* WORK ITEM *
Precisely the lines from the one with "But this way" through the end of the data, both included, must make up the response, each restated word for word.

* TASK INPUTS *
Issue #210, opened 2021-05-15
428. Serialize and Deserialize N-ary Tree


altayhunoglu:
https://leetcode.com/problems/serialize-and-deserialize-n-ary-tree/

Varsayılan kod:
```
/*
// Definition for a Node.
class Node {
    public int val;
    public List<Node> children;

    public Node() {}

    public Node(int _val) {
        val = _val;
    }

    public Node(int _val, List<Node> _children) {
        val = _val;
        children = _children;
    }
};
*/

class Codec {
    // Encodes a tree to a single string.
    public String serialize(Node root) {
        
    }
	
    // Decodes your encoded data to tree.
    public Node deserialize(String data) {
        
    }
}

// Your Codec object will be instantiated and called as such:
// Codec codec = new Codec();
// codec.deserialize(codec.serialize(root));
```

![image](https://user-images.githubusercontent.com/60903744/118380172-7d0d5d00-b5e8-11eb-9456-28c66b3f656b.png)
![image](https://user-images.githubusercontent.com/60903744/118380175-8696c500-b5e8-11eb-894b-4329a40bed88.png)
![image](https://user-images.githubusercontent.com/60903744/118380182-8dbdd300-b5e8-11eb-954c-5ea7a65f0824.png)

PR #394, opened 2021-07-31
428. Serialize and Deserialize N-ary Tree

ErdemT09:
Resolves: #210 

Firstly, this problem has quite a many possible solutions. There are many creative ways of packing a data structure like a tree into a string form. However, here, I am only going to be considering ones that are the most useful, to learn about or to actually use.

### Approach 1-Nested Lists of Children
By using the recursive definition of the trees, we can encode each tree in the following form:
```
encode(T):
if T = null: ""
else: T.val+"["+encode(every child of T)+"]"
```
We can thus encode trees into relatively readable structures like: `9[27[0[]18[9[]]]54[]63[999[]]]`

For the decoding, we simply check if there are characters, node values that we can read. If so, we add a node to our nodes stack. After that, if there are new integer values, that means that there are new nodes and we similarly add them. We don't encounter any integer values, that means that the last node in the stack has come to an end. Then we pop it and add it as a child to the previous node in the stack. If popping it makes the stack empty, it implies that this the node that we return as the root.

We can also implement this using recursion, it's however a bit more complex in Java because of passing by reference/value issues.

### Approach 2-Level Order Encoding with Extended ASCII/Unicode Characters as Child Count
To denote that the children of a node has come to an end, we can put a termination character such as '#'.
A node with value 9 with children 999, 18 and 36 would then look like this:
9999#18#36##
The problem is that the values of root and the first children are concatenated if we add them like this. Instead of this, we can add them as character values.
Instead of 9, we would add '0'=48(>ASCII code  of '#') to it. Same for 999. Then, the encoding would look like this but as a string:
`[\u0057, \u1047, '#', \u0066` and so on

For decoding, we basically treat all the characters up to some termination point as the node's children. Since the nodes themselves would also look for their termination points, the end of the root won't mix up with the end of their children.

### Approach 3-Level Order Encoding with Child Count + DFS Decoding
We can decode each node with the number of their children:
A node with 4 children can be encoded as:
`root_val, 4, ...`
We can recursively encode the nodes of a tree like this. We do write '0' for leaf nodes too.

Decoding is quite easy here. We first split all the substring that were separated by commas and put them into a queue. The first value we poll is the root, second its children `count`. We recursively decode next `count` nodes as the children of this node. The recurrence takes care of preventing any confusions of polling and decoding.

### DIFF
--- a/src/main/java/algorithms/curated170/hard/serializeanddeserializenarytree/SerializeAndDeserializeNaryTreeChildCount.java
+++ b/src/main/java/algorithms/curated170/hard/serializeanddeserializenarytree/SerializeAndDeserializeNaryTreeChildCount.java
@@ -49,22 +49,6 @@ public class SerializeAndDeserializeNaryTreeChildCount {
         }
     }
 
-    static class Node {
-        public int val;
-        public List<Node> children = new ArrayList<>();
-
-        public Node() {
-        }
-
-        public Node(int _val) {
-            val = _val;
-        }
-
-        public Node(int _val, List<Node> _children) {
-            val = _val;
-            children = _children;
-        }
-    }
 
     public static void main(String[] args) {
         Node c1 = new Node(10);
--- a/src/main/java/algorithms/curated170/hard/serializeanddeserializenarytree/SerializeAndDeserializeNaryTreeChildCount.java
+++ b/src/main/java/algorithms/curated170/hard/serializeanddeserializenarytree/SerializeAndDeserializeNaryTreeChildCount.java
@@ -1,4 +1,4 @@
-package algorithms.curated170.hard;
+package algorithms.curated170.hard.serializeanddeserializenarytree;
 
 import java.util.ArrayList;
 import java.util.Arrays;
--- a/src/main/java/algorithms/curated170/hard/serializeanddeserializenarytree/SerializeAndDeserializeNaryTreeChildCount.java
+++ b/src/main/java/algorithms/curated170/hard/serializeanddeserializenarytree/SerializeAndDeserializeNaryTreeChildCount.java
@@ -55,7 +55,7 @@ public class SerializeAndDeserializeNaryTreeChildCount {
         Node c1 = new Node(10);
         Node c2 = new Node(77);
         Node c3 = new Node(24);
-        Node root = new Node(90, List.of(c1, c2, c3));
+        Node root = new Node(90,   new ArrayList<>(List.of(c1, c2, c3)));
 
         var codec = new Codec();
         String coded = codec.serialize(root);
--- a/src/main/java/algorithms/curated170/hard/serializeanddeserializenarytree/SerializeAndDeserializeNaryTreeChildCount.java
+++ b/src/main/java/algorithms/curated170/hard/serializeanddeserializenarytree/SerializeAndDeserializeNaryTreeChildCount.java
@@ -10,7 +10,6 @@ public class SerializeAndDeserializeNaryTreeChildCount {
 
     static class Codec {
 
-        // Encodes a tree to a single string.
         public String serialize(Node root) {
             List<String> list = new ArrayList<>();
             encode(root, list);
@@ -29,7 +28,6 @@ public class SerializeAndDeserializeNaryTreeChildCount {
             }
         }
 
-        // Decodes your encoded data to tree.
         public Node deserialize(String data) {
             if (data.isEmpty())
                 return null;
--- a/src/main/java/algorithms/curated170/hard/serializeanddeserializenarytree/SerializeAndDeserializeNaryTreeChildCount.java
+++ b/src/main/java/algorithms/curated170/hard/serializeanddeserializenarytree/SerializeAndDeserializeNaryTreeChildCount.java
@@ -5,6 +5,7 @@ import java.util.Arrays;
 import java.util.LinkedList;
 import java.util.List;
 import java.util.Queue;
+import algorithms.curated170.medium.Node;
 
 public class SerializeAndDeserializeNaryTreeChildCount {
 
--- a/src/main/java/algorithms/curated170/hard/serializeanddeserializenarytree/SerializeAndDeserializeNaryTreeNestedList.java
+++ b/src/main/java/algorithms/curated170/hard/serializeanddeserializenarytree/SerializeAndDeserializeNaryTreeNestedList.java
@@ -56,22 +56,7 @@ public class SerializeAndDeserializeNaryTreeNestedList {
         }
     }
 
-    static class Node {
-        public int val;
-        public List<Node> children = new ArrayList<>();
-
-        public Node() {
-        }
-
-        public Node(int _val) {
-            val = _val;
-        }
-
-        public Node(int _val, List<Node> _children) {
-            val = _val;
-            children = _children;
-        }
-    }
+ 
 
     public static void main(String[] args) {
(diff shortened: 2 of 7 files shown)


src/main/java/algorithms/curated170/hard/serializeanddeserializenarytree/SerializeAndDeserializeNaryTreeNestedList.java
```diff
@@ -0,0 +1,86 @@
...
+
+        public Node(int _val) {
+            val = _val;
+        }
+
+        public Node(int _val, List<Node> _children) {
+            val = _val;
+            children = _children;
+        }
+    }
```
altayhunoglu, line 73:
```suggestion
 
```

We can use the existing one, I think.

src/main/java/algorithms/curated170/hard/serializeanddeserializenarytree/SerializeAndDeserializeNaryTreeNestedList.java
```diff
@@ -0,0 +1,86 @@
+package algorithms.curated170.hard.serializeanddeserializenarytree;
+
+import java.util.ArrayList;
+import java.util.List;
+import java.util.Stack;
+
```
altayhunoglu, line 6:
```suggestion
import algorithms.curated170.medium.Node;

```

src/main/java/algorithms/curated170/hard/serializeanddeserializenarytree/SerializeAndDeserializeNaryTreeChildCount.java
```diff
@@ -0,0 +1,80 @@
+package algorithms.curated170.hard.serializeanddeserializenarytree;
+
+import java.util.ArrayList;
+import java.util.Arrays;
+import java.util.LinkedList;
+import java.util.List;
+import java.util.Queue;
+
```
altayhunoglu, line 8:
```suggestion
import algorithms.curated170.medium.Node;

```

src/main/java/algorithms/curated170/hard/serializeanddeserializenarytree/SerializeAndDeserializeNaryTreeUnicode.java
```diff
@@ -0,0 +1,77 @@
+package algorithms.curated170.hard.serializeanddeserializenarytree;
+
+import java.util.ArrayList;
+import java.util.List;
+
```
altayhunoglu, line 5:
```suggestion
import algorithms.curated170.medium.Node;

```

src/main/java/algorithms/curated170/hard/serializeanddeserializenarytree/SerializeAndDeserializeNaryTreeUnicode.java
```diff
@@ -0,0 +1,77 @@
...
+        public Node(int _val) {
+            val = _val;
+        }
+
+        public Node(int _val, List<Node> _children) {
+            val = _val;
+            children = _children;
+        }
+    }
```
altayhunoglu, line 64:
```suggestion

```

src/main/java/algorithms/curated170/hard/serializeanddeserializenarytree/SerializeAndDeserializeNaryTreeChildCount.java
```diff
@@ -0,0 +1,80 @@
...
+        public Node(int _val) {
+            val = _val;
+        }
+
+        public Node(int _val, List<Node> _children) {
+            val = _val;
+            children = _children;
+        }
+    }
```
altayhunoglu, line 67:
```suggestion
```

src/main/java/algorithms/curated170/hard/serializeanddeserializenarytree/SerializeAndDeserializeNaryTreeChildCount.java
```diff
@@ -0,0 +1,80 @@
...
+
+    public static void main(String[] args) {
+        Node c1 = new Node(10);
+        Node c2 = new Node(77);
+        Node c3 = new Node(24);
+        Node root = new Node(90, List.of(c1, c2, c3));
```
altayhunoglu, line 73:
```suggestion
        Node root = new Node(90,   new ArrayList<>(List.of(c1, c2, c3)));
```

src/main/java/algorithms/curated170/hard/serializeanddeserializenarytree/SerializeAndDeserializeNaryTreeNestedList.java
```diff
@@ -0,0 +1,86 @@
...
+            val = _val;
+            children = _children;
+        }
+    }
+
+    public static void main(String[] args) {
+        Node c1 = new Node(10);
+        Node c2 = new Node(77);
+        Node c3 = new Node(24);
+        Node root = new Node(90, List.of(c1, c2, c3));
```
altayhunoglu, line 79:
```suggestion
        Node root = new Node(90,   new ArrayList<>(List.of(c1, c2, c3)));
```

src/main/java/algorithms/curated170/hard/serializeanddeserializenarytree/SerializeAndDeserializeNaryTreeUnicode.java
```diff
@@ -0,0 +1,77 @@
...
+
+    public static void main(String[] args) {
+        Node c1 = new Node(10);
+        Node c2 = new Node(77);
+        Node c3 = new Node(24);
+        Node root = new Node(90, List.of(c1, c2, c3));
```
altayhunoglu, line 70:
```suggestion
        Node root = new Node(90,   new ArrayList<>(List.of(c1, c2, c3)));
```

src/main/java/algorithms/curated170/hard/serializeanddeserializenarytree/SerializeAndDeserializeNaryTreeNestedList.java
ErdemT09: What's the difference?

altayhunoglu: It is just to be compatible with the existing Node class.
A better option would be changing the existing `Node` constructor method's parameter, using List instead of ArrayList.
It would be better because `List` is more abstract and abstraction is generally a good idea to be more adaptable and maintainable.
But this way was practical. You can choose to the better way instead.

ErdemT09: I think that it may perhaps be important in more applied programming, but it's fine here.

altayhunoglu: I mean it will give an error if we leave it like this.

altayhunoglu (approved):
Thank you for your valuable efforts Erdem.

altayhunoglu:
When the information encoded in `System 1` should be decoded in `System 2`, we should be able to reconstruct the information without any damage.

IMG-1708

* ANSWER BOX *
But this way was practical. You can choose to the better way instead.

ErdemT09: I think that it may perhaps be important in more applied programming, but it's fine here.

altayhunoglu: I mean it will give an error if we leave it like this.

altayhunoglu (approved):
Thank you for your valuable efforts Erdem.

altayhunoglu:
When the information encoded in `System 1` should be decoded in `System 2`, we should be able to reconstruct the information without any damage.

IMG-1708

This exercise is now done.